• RECORDS PROVIDED:

Issue #208, opened 2022-12-09
Develop standalone version of dswx_compare.py


collinss-jpl:
In order to address some issues with the current version of dswx_compare.py (which is bundled with Proteus images), I think it will be prudent to develop/maintain a standalone version of the script for use with our integration test pipeline. This will allow us to address issues particular to our int test without ADT explicitly in the loop. Any fixes/improvements we make to our version can be communicated back to ADT, which they can choose to re-implement as they see fit.

Development of our version of the script will require the following:

1. Refactoring of the following functions into a single script/module for better portability:
-    [dswx_compare.py](https://github.com/nasa/PROTEUS/blob/main/bin/dswx_compare.py)
- [proteus.dswx_hls.compare_dswx_hls_products](https://github.com/nasa/PROTEUS/blob/36508ac0675bc81e8ab2c8ad2cbb21a55822760f/src/proteus/dswx_hls.py#L568)
- [proteus.dswx_hls._get_prefix_str](https://github.com/nasa/PROTEUS/blob/36508ac0675bc81e8ab2c8ad2cbb21a55822760f/src/proteus/dswx_hls.py#L563)
- [proteus.dswx_hls._print_first_value_diff](https://github.com/nasa/PROTEUS/blob/36508ac0675bc81e8ab2c8ad2cbb21a55822760f/src/proteus/dswx_hls.py#L690)
These functions only seem to only have dependencies on numpy and gdal, so extracting them should be straightforward.

2. Address comparison issues raised by Steven Lewis. Steven had a look at the comparison routine several months ago, and discovered a number of issues with the current logic, which are quoted below:

> The comparison code is finding a difference, but printing the wrong values to the screen.  It’s also only finding and reporting the first difference.

 > When comparing the images, a count of pixels differing would be more useful, along with some statistics for the differences (e.g. at least min and max difference (especially if the code uses fill values), and maybe some other moments can be useful).

> Also, I recommend using numpy.isclose(), instead of numpy.allclose(), to avoid needing to do two comparisons.  In the case of dswx_compare.py, numpy.allclose() is used to detect the error, and abs(image_1[i, j] - image_2[i, j]) > 1e-6 is used to find the value to print (which definitely explains why floating point errors are  reported incorrectly).

These issues were communicated to ADT, but it seems they have not had the bandwidth the address them.

[...]

PR #213, opened 2022-12-29
compare_dswx_hls_products and dependencies gathered into new standalo…

david-inglish:
…ne script

## Description
Develop a PGE version of the compare_dswx_hls_products script to enable customization for PGE purposes.

## Affected Issues
#208 

## Testing
Tested with output files from different releases

### DIFF
--- a/.ci/scripts/dswx_compare_opera_pge.py
+++ b/.ci/scripts/dswx_compare_opera_pge.py
@@ -41,54 +41,55 @@ def compare_dswx_hls_products(file_1, file_2):
     if not flag_same_nbands:
         print(prefix + f'Input 1 has {nbands_1} bands and input 2'
               f' has {nbands_2} bands')
-        return False
+    else:
+        # compare each band
+        print('Comparing DSWx bands...')
+        for b in range(1, nbands_1 + 1):
+            gdal_band_1 = layer_gdal_dataset_1.GetRasterBand(b)
+            gdal_band_2 = layer_gdal_dataset_2.GetRasterBand(b)
+            image_1 = gdal_band_1.ReadAsArray()
+            image_2 = gdal_band_2.ReadAsArray()
+            is_close_result = np.isclose(image_1, image_2,
+                                         atol=COMPARE_DSWX_HLS_PRODUCTS_ERROR_TOLERANCE_ATOL,
+                                         rtol=COMPARE_DSWX_HLS_PRODUCTS_ERROR_TOLERANCE_RTOL)
+            num_image_differences = np.sum(~is_close_result)
+            if num_image_differences > 0:
+                flag_bands_are_equal = False
+                '''
+                # Find the min and max differences using the numpy.isclose function
+                # 0 <= (atol + rtol * absolute(b)) - absolute(a-b)
+                a1 = image_1[~is_close_result]
+                b2 = image_2[~is_close_result]
+                atol = COMPARE_DSWX_HLS_PRODUCTS_ERROR_TOLERANCE_ATOL
+                rtol = COMPARE_DSWX_HLS_PRODUCTS_ERROR_TOLERANCE_RTOL
+                is_close_differences = abs((atol + rtol * abs(b2)) - abs(a1 - b2))
+                '''
+                is_close_differences = abs( image_1[~is_close_result] - image_2[~is_close_result])
+                max_difference_band = np.max(is_close_differences)
+                min_difference_band = np.min(is_close_differences)
 
-    # compare array values
-    print('Comparing DSWx bands...')
-    total_image_differences = 0
-    min_difference = 0
-    max_difference = 0
-    for b in range(1, nbands_1 + 1):
-        gdal_band_1 = layer_gdal_dataset_1.GetRasterBand(b)
-        gdal_band_2 = layer_gdal_dataset_2.GetRasterBand(b)
-        image_1 = gdal_band_1.ReadAsArray()
-        image_2 = gdal_band_2.ReadAsArray()
-        is_close_result = np.isclose(image_1, image_2,
-                                     atol=COMPARE_DSWX_HLS_PRODUCTS_ERROR_TOLERANCE_ATOL,
-                                     rtol=COMPARE_DSWX_HLS_PRODUCTS_ERROR_TOLERANCE_RTOL)
-        num_image_differences = np.sum(~is_close_result)
-        if num_image_differences > 0:
-            flag_bands_are_equal = False
-            # Find the min and max differences using the numpy.isclose function
-            # 0 <= (atol + rtol * absolute(b)) - absolute(a-b)
-            a1 = image_1[~is_close_result]
-            b2 = image_2[~is_close_result]
-            atol = COMPARE_DSWX_HLS_PRODUCTS_ERROR_TOLERANCE_ATOL
-            rtol = COMPARE_DSWX_HLS_PRODUCTS_ERROR_TOLERANCE_RTOL
-            is_close_differences = abs((atol + rtol * abs(b2)) - abs(a1 - b2))
-            max_difference_band = np.max(is_close_differences)
-            if max_difference_band > max_difference:
-                max_difference = max_difference_band
-            min_difference_band = np.min(is_close_differences)
-            if min_difference_band < min_difference:
-                min_difference = min_difference_band
-        else:
-            flag_bands_are_equal = True
+                print(prefix + f"     * image band {b} difference count is {num_image_differences} "
+                      f"with maximum difference of {max_difference_band} and minimum difference of "
+                      f"{min_difference_band}.")
+                differing_indices = np.where(~is_close_result)
+                i, j = differing_indices[0][0], differing_indices[1][0]
+                print(prefix + f'     * image band {b}, input 1 has value'
+                                  f' "{image_1[i, j]}" in position'
+                                  f' (i: {i}, j: {j})'
+                                  f' whereas input 2 has value "{image_2[i, j]}"'
+                                  ' in the same position.')
+            else:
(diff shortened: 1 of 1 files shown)


.ci/scripts/dswx_compare_opera_pge.py
```diff
@@ -0,0 +1,221 @@
+from osgeo import gdal
+import numpy as np
+import os
+import sys
+
+COMPARE_DSWX_HLS_PRODUCTS_ERROR_TOLERANCE_ATOL = 1e-6
+COMPARE_DSWX_HLS_PRODUCTS_ERROR_TOLERANCE_RTOL = 1e-5
+
+def _get_prefix_str(flag_same, flag_all_ok):
```
sjlewis-jpl, line 9: I think this was also in the original script.  I don't like changing input values as a surrogate for a return value, and would rather see a value for `flag_all_ok` returned instead.  But I cede to whatever the convention is for this repo.

sjlewis-jpl (changes requested):
Thank you for porting this over into our repos, I think having our own comparison script will be a good thing for the project in the long-run.

Most of my comments are in-line, including some changes to fully address the original ticket.

.ci/scripts/dswx_compare_opera_pge.py
```diff
@@ -0,0 +1,221 @@
...
+        num_image_differences = np.sum(~is_close_result)
+        if num_image_differences > 0:
+            flag_bands_are_equal = False
+            # Find the min and max differences using the numpy.isclose function
+            # 0 <= (atol + rtol * absolute(b)) - absolute(a-b)
+            a1 = image_1[~is_close_result]
+            b2 = image_2[~is_close_result]
+            atol = COMPARE_DSWX_HLS_PRODUCTS_ERROR_TOLERANCE_ATOL
+            rtol = COMPARE_DSWX_HLS_PRODUCTS_ERROR_TOLERANCE_RTOL
+            is_close_differences = abs((atol + rtol * abs(b2)) - abs(a1 - b2))
```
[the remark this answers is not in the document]
david-inglish: Is it possible that somebody would want to see the exact values that fell outside of the numpy.isclose() calculation in order to adjust the rtol and atol values and adjust the pass/fail tolerance of the comparison?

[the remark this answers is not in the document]
sjlewis-jpl: Not just possible, but highly likely that someone would do such an analysis.  Though the purpose should be on fixing the algorithm, rather than adjusting our criteria to get a passing test.  And that's easy enough to do offline, outside this script.

The main thing I was pointing out here is that, as written, `is_close_differences` aren't the actual differences, since the first term on the RHS adds a small value to the absolute differences.  You already know where the arrays are different, so just use that, rather than redoing the calculation behind `np.isclose()`.

Looking back at the code, and my suggestion up above, I might have gotten the meaning of `is_close_result` inverted.  Use the one that picks out where they're different (either `is_close_result` or `~is_close_result`).

.ci/scripts/dswx_compare_opera_pge.py
```diff
@@ -0,0 +1,221 @@
...
+                flag_same_metadata = False
+                metadata_error_message = (
+                    f'* the metadata key {k1} is present in'
+                    ' but it is not present in input 2')
+                break
+            # Exclude metadata fields that are not required to be the same
+            if k1 in ['PROCESSING_DATETIME', 'DEM_SOURCE', 'LANDCOVER_SOURCE',
+                      'WORLDCOVER_SOURCE']:
+                continue
+            if metadata_2[k1] != v1:
```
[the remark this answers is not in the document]
david-inglish: Added comment on 140

.ci/scripts/dswx_compare_opera_pge.py
```diff
@@ -0,0 +1,221 @@
...
+    else:
+        for k1, v1, in metadata_1.items():
+            if k1 not in metadata_2.keys():
+                flag_same_metadata = False
+                metadata_error_message = (
+                    f'* the metadata key {k1} is present in'
+                    ' but it is not present in input 2')
+                break
+            # Exclude metadata fields that are not required to be the same
+            if k1 in ['PROCESSING_DATETIME', 'DEM_SOURCE', 'LANDCOVER_SOURCE',
```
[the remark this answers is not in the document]
collinss-jpl: The main issue is that in PCM we sorta reserve the right to rename ancillary files to simplify setup of the runconfig template, so even a basename check would likely fail in most situations. If we were truly out of sync with the correct ancillaries to use, I would expect that to be caught during the array comparisons of the DEM/land/world cover layers.

.ci/scripts/dswx_compare_opera_pge.py
```diff
@@ -0,0 +1,223 @@
...
+        else:
+            # Currently these are string values otherwise the comparison below would need to change for floating point.
+            if metadata_2[k1] != v1:
+                msg = (f'* contents of metadata key {k1} from'
+                       f' input 1 has value "{v1}" whereas the same key in'
+                       f' input 2 metadata has value "{metadata_2[k1]}"')
+                # Don't fail for metadata fields that are not required to be the same
+                if k1 in metadata_exclude_list:
+                    # We will just print the difference in the output
+                    print(f'[INFO] {msg}')
```
sjlewis-jpl, line 196: These will print before the "Comparing metadata" message on line 140, which might be confusing.  I suggest just appending these into the `metadata_error_message` string, or making another return argument to contain the info messages, and print them all at the same time.  Probably good to group these together after the other metadata error messages.

.ci/scripts/dswx_compare_opera_pge.py
```diff
@@ -0,0 +1,223 @@
...
+    layer_gdal_dataset_2 = gdal.Open(file_2, gdal.GA_ReadOnly)
+    geotransform_2 = layer_gdal_dataset_2.GetGeoTransform()
+    metadata_2 = layer_gdal_dataset_2.GetMetadata()
+    nbands_2 = layer_gdal_dataset_2.RasterCount
+
+    # compare number of bands
+    flag_same_nbands =  nbands_1 == nbands_2
+    flag_all_ok, flag_same_nbands_str = _get_prefix_str(flag_same_nbands, flag_all_ok)
+    prefix = PREFIX
+    print(f'{flag_same_nbands_str}Comparing number of bands')
```
sjlewis-jpl, line 83: Add the prefix at the beginning of this line, to keep the first 7 characters of each line clear of anything other than a comparison status.

Or you can remove it.  If you put the error messages after the `"[FAIL] Band 1 - Water classification (WTR)"` line, you don't need this one.

.ci/scripts/dswx_compare_opera_pge.py
```diff
@@ -0,0 +1,223 @@
...
+                print(prefix +
+                      f'* e.g. image band {b} input 1 has value "{image_1[i, j]}" in position'
+                      f' (i: {i}, j: {j}) whereas input 2 has value "{image_2[i, j]}"'
+                      ' in the same position.')
+            else:
+                flag_bands_are_equal = True
+
+            flag_all_ok, flag_bands_are_equal_str = _get_prefix_str(flag_bands_are_equal,
+                                                       flag_all_ok)
+            print(f'{flag_bands_are_equal_str}     Band {b} -'
```
sjlewis-jpl, line 119: This has some extra spaces that mis-aligns the `"Band {b}"` part of the message.

Given my comment up above about removing the `"Comparing DSWx bands..."` line, replace those spaces with `"Comparing "`, so that it reads like one of these:
```
[FAIL] Comparing Band 1 - Water classification (WTR)
[OK]   Comparing Band 1 - Water classification (WTR)
```

At the very least, remove the extra extra spaces, so that `"Band {b}"` aligns with the rest of the output.

sjlewis-jpl (changes requested):
All of the issues with the actual comparisons are addressed well.

Every comparison has a "status" line starting with `'[OK].  '`, `'[FAIL] '`, or `'[INFO] '`, which is good.  When the comparison fails, we should be consistent about where the additional info goes - either always before or always right after (and before reporting failure details, it should say what is being compared).  I suggest having it go right after, as that saves a line identifying what is being reported on.  I made some specific suggestions in-line with the code to address this point.

These changes might seem like nit-picking, but since this will (hopefully) be used by multiple teams, and think having really clear and intuitive output is important.  

I attached two text files showing what the output looks like when a comparison succeeds vs fails, to see a concrete example of what I'm commenting on.  The failed output was on two different granules, so pretty much everything was wrong.

[comparison_failed_output.txt](https://github.com/nasa/opera-sds-pge/files/11032821/comparison_failed_output.txt)
[comparison_succeeded_output.txt](https://github.com/nasa/opera-sds-pge/files/11032823/comparison_succeeded_output.txt)

.ci/scripts/dswx_compare_opera_pge.py
david-inglish: I am committing changes to address the most-recent comments.
Here is sample output for a few scenarios with the new changes:
[comparison_all_ok.txt](https://github.com/nasa/opera-sds-pge/files/11065747/comparison_all_ok.txt)
[comparison_band_difference_fail.txt](https://github.com/nasa/opera-sds-pge/files/11065748/comparison_band_difference_fail.txt)
[comparison_fail_num_band_geotransform_metadata.txt](https://github.com/nasa/opera-sds-pge/files/11065749/comparison_fail_num_band_geotransform_metadata.txt)

sjlewis-jpl (approved):
The latest changes look good, and keep the spirit of my previous comments.  Nice work!

collinss-jpl (approved):
Thanks for all the hard work on this @david-inglish, and thanks again to @sjlewis-jpl for weighing in!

• WHAT IS BEING ASKED: Find and copy each line of the data where "approved" is present.

• RESPONSE:
sjlewis-jpl (approved):
collinss-jpl (approved):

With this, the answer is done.